Iterating Through Excel Worksheets with Biml
Why This Pattern Matters
A single Excel workbook often contains many worksheets that all share the same column shape, one per region or per period. Building one data flow per worksheet by hand is tedious. BimlScript can list the worksheets in a workbook, loop over the names, and emit one data flow per worksheet, each filtered to read from a different sheet.
The destination table can be the same for every data flow because automatic column name mapping in Biml takes care of the column to column wiring even when worksheets have minor structural differences.
What the Generated Package Does
The compiled package contains:
- An Excel connection manager pointing at the workbook.
- An OLE DB connection manager pointing at the destination database.
- One data flow per worksheet. Each data flow has an Excel source that reads from a single sheet and an OLE DB destination that loads the shared target table.
Reading the Worksheet List
The Excel ACE provider exposes worksheets as tables. A small helper queries the schema collection for the workbook and returns the worksheet names as a string array. The Excel 2007 driver has to be installed on the machine that runs the compile.
<#@ template language="C#" tier="2" #>
<#@ import namespace="System.Data" #>
<#@ import namespace="System.Data.OleDb" #>
<#
var connectionString =
"Provider=Microsoft.ACE.OLEDB.12.0;Data Source=C:\\inbound\\RegionalAccidents.xlsx;Extended Properties=\"Excel 12.0;HDR=YES\";";
var worksheetCollection = new List<string>();
using (var excelConnection = new OleDbConnection(connectionString))
{
excelConnection.Open();
var schemaTable = excelConnection.GetOleDbSchemaTable(
OleDbSchemaGuid.Tables, new object[] { null, null, null, "TABLE" });
foreach (DataRow row in schemaTable.Rows)
{
worksheetCollection.Add(row["TABLE_NAME"].ToString());
}
}
#>
After this block runs, 'worksheetCollection' contains every worksheet name in the workbook, with the trailing dollar sign included.
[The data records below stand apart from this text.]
PR #440, opened 2026-01-23
feat(openai): Add token usage logging

hggzm:
## Summary
Adds debug logging for token usage metrics from OpenAI API responses.

## Changes
- Added token usage logging in `OpenAIChatModel.send()`
- Logs prompt_tokens, completion_tokens, and total_tokens
- Uses existing logger infrastructure at debug level

## Benefits
- Enables cost tracking and optimization
- Helps debug context window issues
- Non-intrusive (debug level only)

Fixes #2119, #2002


heyitsaamir:
Ty for the contribution but we're moving in a diff direction with AI related stuff for now.

PR #443, opened 2026-01-26

ShanmathiMayuramKrithivasan:
Adds support for targeted messages that only a specific recipient can see in a conversation.

**Usage**

```
// Target the sender from context
await send(new MessageActivity('Only you see this').withTargetedRecipient(true));

// Target a specific user
await send(new MessageActivity('Private').withTargetedRecipient('user-id'));
```

**Key Changes**
- SDK appends ?isTargetedActivity=true to API calls, so backend services handles the messages accordingly
- Supports create, update, delete, and reply operations
-  Includes tests and example bot


packages/api/src/activities/message/message.ts
```diff
@@ -81,6 +81,16 @@ export interface IMessageActivity extends IActivity<'message'> {
...
+  /**
+   * Indicates if this is a targeted message visible only to a specific recipient.
+   */
+  isTargeted?: boolean;
+
+  /**
+   * The recipient ID for targeted messages. When set, the message will only be visible to this user.
+   */
+  targetedRecipientId?: string;
+
```
heyitsaamir: Can we just keep `isTargeted` here and when setting targetedRecipientId, you can set it directly to `self.recipient`?

packages/api/src/clients/conversation/index.ts
```diff
@@ -74,6 +74,12 @@ export class ConversationClient {
         this._activities.reply(conversationId, id, params),
       delete: (id: string) => this._activities.delete(conversationId, id),
       members: (activityId: string) => this._activities.getMembers(conversationId, activityId),
+      createTargeted: (params: ActivityParams) => this._activities.createTargeted(conversationId, params),
+      updateTargeted: (id: string, params: ActivityParams) =>
+        this._activities.updateTargeted(conversationId, id, params),
+      replyTargeted: (id: string, params: ActivityParams) =>
```
heyitsaamir: has this been tested? (`replyTargeted`?) what does it do?

packages/apps/src/contexts/activity.ts
```diff
@@ -213,7 +213,18 @@ export class ActivityContext<T extends Activity = Activity, TExtraCtx extends {}
   }
 
   async send(activity: ActivityLike, conversationRef?: ConversationReference) {
-    return await this._plugin.send(toActivityParams(activity), conversationRef ?? this.ref);
+    const params = toActivityParams(activity);
+
+    // For targeted message creates (not updates), set the recipient
+    if (params.type === 'message' && 'isTargeted' in params && params.isTargeted && !params.id) {
```
heyitsaamir: if param.id exists, why do we want to skip doing this?

ShanmathiMayuramKrithivasan: Having params.id indicates an update. APX throws an error when we send recipient on update or delete operations, so we only set it for send scenarios as recipient cannot be changes in these scenarios.

packages/api/src/clients/conversation/index.ts
ShanmathiMayuramKrithivasan: Removed it - it wasn't necessary since replies to targeted messages use the same endpoint as creates (just with replyToId set). The routing is already handled correctly. Tested with the sample app.

packages/api/src/activities/message/message.ts
ShanmathiMayuramKrithivasan: Done - withTargetedRecipient(userId) now sets this.recipient directly.

packages/apps/src/contexts/activity.ts
heyitsaamir: Hmm, are you sure? I see this error:

Image

Image

Works fine for delete though

heyitsaamir: Can you double check this? This is the only blocker for this PR. Otherwise all looks good :)

heyitsaamir: Talked offline, The update behavior is being rolled out now in canary. Tested in canary and it worked as expected.

PR #445, opened 2026-01-31
Remove changesets, use dynamic versioning during release

heyitsaamir:
* We made a decision that we should not check-in versions in the git repo.
* In this PR, we replace all the versioning to be 0.0.0 for all packages since versions are now calculated. All workspace dependencies now are using '*' instead of exact versions. That's general convention, but we can also use '0.0.0' if we want. 
* We have a script to set the version during CI that will basically calculate the version for the given commit, and then set all the versions for all the packages to that version dynamically during CI.
* We use [nbgv](https://dotnet.github.io/Nerdbank.GitVersioning/docs/getting-started.html) to do this version calculation.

Emitting One Data Flow per Worksheet
A 'foreach' loop over the worksheet names produces a data flow per sheet. The 'Replace' call in the source name strips the trailing dollar sign so the data flow names look natural in the SSIS designer. The shared destination is named once and reused across every data flow.
<Biml xmlns="http://schemas.varigence.com/biml.xsd">
<Connections>
<ExcelConnection Name="RegionalAccidentsBook"
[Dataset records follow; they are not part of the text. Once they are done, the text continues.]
PR #458, opened 2026-02-19
Set nbgv cloud build version variable in publish script

corinagum:
- Set upcoming version number to be in ADO build run's title
- Remove non-working pathFilters from version.json
    - Wildcards do not work in glob
- Add `main` as allowed release branch
   - non-allowed release branches will have the suffix, which is why this is necessary.


rido-min (approved):
I think we can keep main as ReleaseRefSpec for now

ConnectionString="<#=connectionString#>" />
<OleDbConnection Name="WarehouseDb"
ConnectionString="Data Source=localhost;Initial Catalog=AnalyticsDb;Integrated Security=SSPI;Provider=SQLNCLI11.1;" />
</Connections>
<Packages>
<Package Name="LoadRegionalAccidents" ConstraintMode="Linear"
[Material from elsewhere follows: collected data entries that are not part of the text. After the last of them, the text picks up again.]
PR #482, opened 2026-03-23
Update quoted replies & new quotes features

corinagum:
image

- Remove `withReplyToId()`:  `replyToId` body property has no effect on threading (APX only uses it for encryption)
- Add `QuotedReplyEntity` type with nested `quotedReply` data object (`messageId` required, `senderId`/`senderName`/`preview`/`time`/`isReplyDeleted`/`validatedMessageReference` optional)
- Add `getQuotedMessages()` on `MessageActivity` to read inbound quoted reply entities
- Add `addQuotedReply(messageId, response?)` builder on `MessageActivity` for constructing outbound quotes (build order = reading order)
- Update r`eply()` to stamp `quotedReply` entity `+ <quoted messageId="..."/>` placeholder instead of blockquote HTML; remove `replyToId` assignment
- Add `quoteReply(messageId, activity)` on `ActivityContext` for quoting arbitrary messages
- Mark all quoted reply types and methods as `@experimental`
- Fix bug in `ActivityContext` constructor where `Object.assign(this, rest)` ran before `MessageActivity.from().toInterface()`, causing interface methods (`getQuotedMessages`, `stripMentionsText`, `isRecipientMentioned`, `getAccountMention`) to be missing on `context.activity`. Added regression test.
- Add quoted-replies example exercising all APIs


packages/apps/src/contexts/activity.ts
```diff
@@ -246,19 +257,54 @@ export class ActivityContext<T extends Activity = Activity, TExtraCtx extends {}
...
-      const blockQuote = this.buildBlockQuoteForActivity();
+    if (this.activity.id) {
+      const placeholder = `<quoted messageId="${this.activity.id}"/>`;
+      if (!activity.entities) {
+        activity.entities = [];
+      }
+      activity.entities.push({
+        type: 'quotedReply',
+        quotedReply: { messageId: this.activity.id },
+      });
```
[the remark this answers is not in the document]
corinagum: By design — the entity is metadata that is harmless on non-message types, and the text placeholder is only added when activity.type === 'message' (line 271). This is consistent across all three SDKs.

packages/apps/src/contexts/activity.ts
```diff
@@ -246,19 +257,54 @@ export class ActivityContext<T extends Activity = Activity, TExtraCtx extends {}
...
 
-      if (blockQuote) {
-        activity.text = `${blockQuote}\r\n${activity.text}`;
+      if (activity.type === 'message') {
+        const text = activity.text?.trim() ?? '';
+        activity.text = text ? `${placeholder} ${text}` : placeholder;
```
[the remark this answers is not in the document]
corinagum: this.activity.id is a service-generated ID from the Teams/Bot Framework backend — always a safe alphanumeric string. Escaping would add complexity for a scenario that cannot occur with real Teams activity IDs.

packages/apps/src/contexts/activity.ts
```diff
@@ -246,19 +257,54 @@ export class ActivityContext<T extends Activity = Activity, TExtraCtx extends {}
...
+    }
+    activity.entities.push({
+      type: 'quotedReply',
+      quotedReply: { messageId },
+    });
+
+    if (activity.type === 'message') {
+      const text = activity.text?.trim() ?? '';
+      activity.text = text ? `${placeholder} ${text}` : placeholder;
+    }
```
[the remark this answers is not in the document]
corinagum: Same as the reply() comment — entity is metadata, text placeholder only added for messages (line 300 check). Consistent behavior.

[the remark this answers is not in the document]
corinagum: The messageId parameter comes from a prior send() result or from the service. Same reasoning — these are service-generated IDs.

packages/api/src/activities/message/message.ts
```diff
@@ -394,6 +416,32 @@ export class MessageActivity extends Activity<'message'> implements IMessageActi
...
+   */
+  addQuotedReply(messageId: string, response?: string): this {
+    if (!this.entities) {
+      this.entities = [];
+    }
+    this.entities.push({
+      type: 'quotedReply',
+      quotedReply: { messageId },
+    });
+    this.addText(`<quoted messageId="${messageId}"/>`);
```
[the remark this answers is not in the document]
corinagum: Same reasoning — message IDs are service-generated. Also fixed the text stripping issue: now using a trimmed copy only for the empty-check decision, preserving the original text.

packages/api/src/activities/activity.ts
```diff
@@ -257,11 +257,6 @@ export class Activity<T extends string = string> implements IActivity<T> {
     return this;
   }
```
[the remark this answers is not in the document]
corinagum: Intentional — withReplyToId() is being replaced by the quoted-reply entity approach across all three SDKs (Python, .NET, TypeScript) as part of the design spec. The replyToId property itself still exists on the activity interface for raw access; the builder was the only thing removed.

packages/api/src/activities/message/message.ts
```diff
@@ -394,6 +416,32 @@ export class MessageActivity extends Activity<'message'> implements IMessageActi
...
+
+  /**
+   * Add a quotedReply entity for the given message ID and append a
+   * `<quoted messageId="..."/>` placeholder to text.
+   * If response is provided, it is appended after the placeholder.
+   * @param messageId - The IC3 message ID of the message to quote
+   * @param response - Optional response text to append after the placeholder
+   * @returns this instance for chaining
+   *
+   * @experimental This API is in preview and may change in the future.
```
heyitsaamir: One potential idea that we discussed (i'm just penning it down here). Maybe we could have a feature flag system for these experimental features. We could ship with them off, and interested parties just have to manually turn it on. Then we could flip them on by default. And then we could remove.

Potentially over engineering, but food for thought

packages/api/src/models/entity/quoted-reply-entity.ts
```diff
@@ -0,0 +1,62 @@
...
+
+  /**
+   * preview text of the quoted message
+   */
+  preview?: string | null;
+
+  /**
+   * timestamp of the quoted message
+   */
+  time?: string | null;
```
heyitsaamir, line 32: Format? UTC?

packages/apps/src/contexts/activity.ts
```diff
@@ -163,11 +163,21 @@ export interface IBaseActivityContext<T extends Activity = Activity, TExtraCtx e
   send: (activity: ActivityLike, conversationRef?: ConversationReference) => Promise<SentActivity>;
 
   /**
-   * reply to the inbound activity
+   * reply to the inbound activity, automatically quoting the inbound message
    * @param activity activity to send
    */
   reply: (activity: ActivityLike) => Promise<SentActivity>;
```
heyitsaamir, line 170: i forget, did we consider `reply: (activity: ActivityLike, quotedMessageId?: string) => Promise<SentActivity>`?

packages/apps/src/contexts/activity.ts
```diff
@@ -207,27 +217,28 @@ export class ActivityContext<T extends Activity = Activity, TExtraCtx extends {}
...
-      value.activity = MessageDeleteActivity.from(value.activity).toInterface();
+    if (rest.activity.type === 'messageDelete') {
+      rest.activity = MessageDeleteActivity.from(rest.activity).toInterface();
     }
 
-    if (value.activity.type === 'typing') {
-      value.activity = TypingActivity.from(value.activity).toInterface();
+    if (rest.activity.type === 'typing') {
+      rest.activity = TypingActivity.from(rest.activity).toInterface();
     }
```
heyitsaamir, line 236: NIT: Consider destructuring `activity` out, and then just setting it as you do below.

packages/apps/src/contexts/activity.ts
```diff
@@ -246,19 +257,54 @@ export class ActivityContext<T extends Activity = Activity, TExtraCtx extends {}
...
     activity = toActivityParams(activity);
-    activity.replyToId = this.activity.id;
 
-    if (activity.type === 'message' && activity.text) {
-      const blockQuote = this.buildBlockQuoteForActivity();
+    if (this.activity.id) {
+      const placeholder = `<quoted messageId="${this.activity.id}"/>`;
+      if (!activity.entities) {
+        activity.entities = [];
+      }
```
heyitsaamir: NIT: Could we check if activity is MessageActivity and just use addQuote fluent api If we could avoid spreading this out.

packages/apps/src/contexts/activity.ts
```diff
@@ -246,19 +257,54 @@ export class ActivityContext<T extends Activity = Activity, TExtraCtx extends {}
...
+   * Diagnostic: ExperimentalTeamsQuotedReplies
+   */
+  async quoteReply(messageId: string, activity: ActivityLike) {
+    activity = toActivityParams(activity);
+    const placeholder = `<quoted messageId="${messageId}"/>`;
+
+    if (!activity.entities) {
+      activity.entities = [];
+    }
+    activity.entities.push({
```
heyitsaamir: similar comment as above

packages/api/src/activities/message/message.ts
corinagum: Overall I'm fine with feature flags in the future. I think it should be incorporated in the design/plan going forward as opposed to tacked on towards the end. I looked at different implementations and I think for TS subpath exports would be good, but without prompting Claude seems to agree that making 'breaking' changes on the wire (`reply()`) before availability on the wire is probably best avoided. I think it's best we wait on these changes until it will be available in-client before incorporating it in a release. Plus, once the change IS available on APX/IC3 side, it's not like the blockquote 'old' format will break, there will be plenty of wiggle room (though I still would like a release asap once it is feature-available). 

 I would also like to discuss with the team preview + feature flags. For TS it's a non-issue because 'preview' is just an indicator in inline docs, but for the others it's an explicit opt-in, which makes preview + feature flag kind of awkward/double-opt-in. Having a system in place for when we want preview opt-in v.s. feature flags and whether or not there should/would be both would be a good idea.

packages/apps/src/contexts/activity.ts
corinagum: Do you mean `quoteReply`? We decided to go with that rather than breaking changes on a pre-existing method. There's also the builder method `addQuotedReply`.

packages/api/src/models/entity/quoted-reply-entity.ts
corinagum: IC3 epoch. Updated inline doc for all three langs.

packages/apps/src/contexts/activity.ts
corinagum: Good nit — this isn't specific to the quoted replies changes though (it's the pre-existing constructor enrichment pattern). Can you create a work item for it so we can address it separately?

packages/apps/src/contexts/activity.ts
corinagum: The key difference is prepend vs append — `reply()`/`quoteReply()` prepend the placeholder before existing text (quote above, response below), while `addQuotedReply()` appends via `addText()` for the build-order-equals-reading-order pattern. Delegating to `addQuotedReply()` would put the quote after the developer's text instead of before it.

They also operate on different types — `reply()`/`quoteReply()` work on `ActivityParams` (from `toActivityParams()`), while `addQuotedReply()` is on `MessageActivity`. Converting between them would add complexity for no gain.

packages/apps/src/contexts/activity.ts
corinagum: Same reasoning as above — prepend vs append difference.

packages/apps/src/contexts/activity.ts
heyitsaamir: Nah, not worth it. Next time someone's touching this, they can fix it. It's just an oppotunistic fix.

packages/apps/src/contexts/activity.ts
```diff
@@ -246,19 +257,54 @@ export class ActivityContext<T extends Activity = Activity, TExtraCtx extends {}
 
   async reply(activity: ActivityLike) {
     activity = toActivityParams(activity);
-    activity.replyToId = this.activity.id;
 
-    if (activity.type === 'message' && activity.text) {
-      const blockQuote = this.buildBlockQuoteForActivity();
+    if (this.activity.id) {
```
heyitsaamir, line 280: can reply just call this.quotedReply with this.activity.id?

packages/apps/src/contexts/activity.ts
```diff
@@ -246,19 +257,54 @@ export class ActivityContext<T extends Activity = Activity, TExtraCtx extends {}
...
+   * @param activity - The activity to send
+   *
+   * @experimental This API is in preview and may change in the future.
+   * Diagnostic: ExperimentalTeamsQuotedReplies
+   */
+  async quoteReply(messageId: string, activity: ActivityLike) {
+    activity = toActivityParams(activity);
+    const placeholder = `<quoted messageId="${messageId}"/>`;
+
+    if (!activity.entities) {
```
heyitsaamir: Before adding this, we should check if type of the activity is `message`. 

Also I don't think we should do all this activity specific stuff in this layer. Let's put all that in the activity model layer. Thoughts?

corinagum: C# can't easily delegate.` QuoteReply<T>()` accepts T where `T : IActivity` - it could be any activity type. To call `AddQuotedReply()`, you'd need to cast to MessageActivity. But the bigger issue is AddQuotedReply() appends (via AddText()), while QuoteReply() prepends. AddQuotedReply() returns MessageActivity, not T, so you'd lose the generic type. We could update to only be MessageActivity, but Reply<T> delegates to QuoteReply<T> and Reply<T> and you want to gate for activity type anyway. If QuoteReply only accepts MessageActivity, then Reply<T>, which can't be changed as it's pre-existing and lives on IContext<IActivity> without breaking, needs ugly casting ... it's not really making a cleaner solution imo.

Also, targeted messages set precedent for activity-specific logic in the context layer. I was told multiple times by multiple people to do what targeted messages does. I'll validate against message, I'm good with that suggestion, but otherwise no-op.

heyitsaamir: Yeah even if it just means adding a utility in the model files, let's do that so the code that modifies models is in one area.

heyitsaamir: (basically we just want to avoid doing model manipulation in too many places. If we did it for targeted messages, we should probably fix that too, but afaik, all of that happens in one place)

corinagum: It doesn't happen in one place. Targeted messages manipulates the activity on `context/activity.ts`.

Moved stamping to be on model. Targeted messages remains the same - recommend filing a new work item if you want it fixed.

heyitsaamir (dismissed):
lg2m. Lmk if we change between `quoteReply` and `quote`. Both sound ok to me!

heyitsaamir (dismissed):

corinagum:
**Re: Copilot review comments**

- **messageId escaping**: messageId is an APX-controlled IC3 ID, not user input. No escaping needed.
- **Non-message activity guard on reply()**: Handled in `quote()` — non-message activities bypass entity stamping.
- **withReplyToId() removal**: Intentional.
- **Entity order in prependQuote**: Entity position in the list doesn't affect rendering; APX matches by type.
- **"preview" wording**: Updated to "coming soon."

heyitsaamir (approved):
Looks good. Minor NIT. 

Also, does package-lock need changing?

heyitsaamir (approved):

ProtectionLevel="DontSaveSensitive">
<Tasks>
<# foreach (var worksheet in worksheetCollection) { #>
<Dataflow Name="DFT_<#=worksheet.Replace("$", "")#>">
<Transformations>
<ExcelSource Name="SRC_<#=worksheet.Replace("$", "")#>"
ConnectionName="RegionalAccidentsBook">
<DirectInput>SELECT * FROM [<#=worksheet#>]</DirectInput>
</ExcelSource>
<OleDbDestination Name="DST_RegionalAccidents"
ConnectionName="WarehouseDb">
<ExternalTableOutput Table="dbo.RegionalAccidents" />
</OleDbDestination>
</Transformations>
</Dataflow>
<# } #>
</Tasks>
</Package>
</Packages>
</Biml>
The Excel source uses 'DirectInput' with a SELECT statement that references the worksheet by its bracketed name. The destination omits explicit column mappings; Biml falls back to automatic name based mapping, which lets the same destination accept rows from worksheets that have a slightly different column set as long as the column names match the destination.
Trade Offs
A single package per workbook with one data flow per worksheet keeps the SSIS catalog tidy and makes a single restart point for the whole load. A per worksheet package is sometimes preferable: error isolation is easier and individual worksheets can be rerun on demand. Both shapes are minor variations of this template; the choice is a matter of taste and operational requirements.
The pattern works for any workbook whose worksheets share a roughly compatible structure. Replace the workbook path and the destination table, regenerate, and the same template loads a different multi sheet workbook.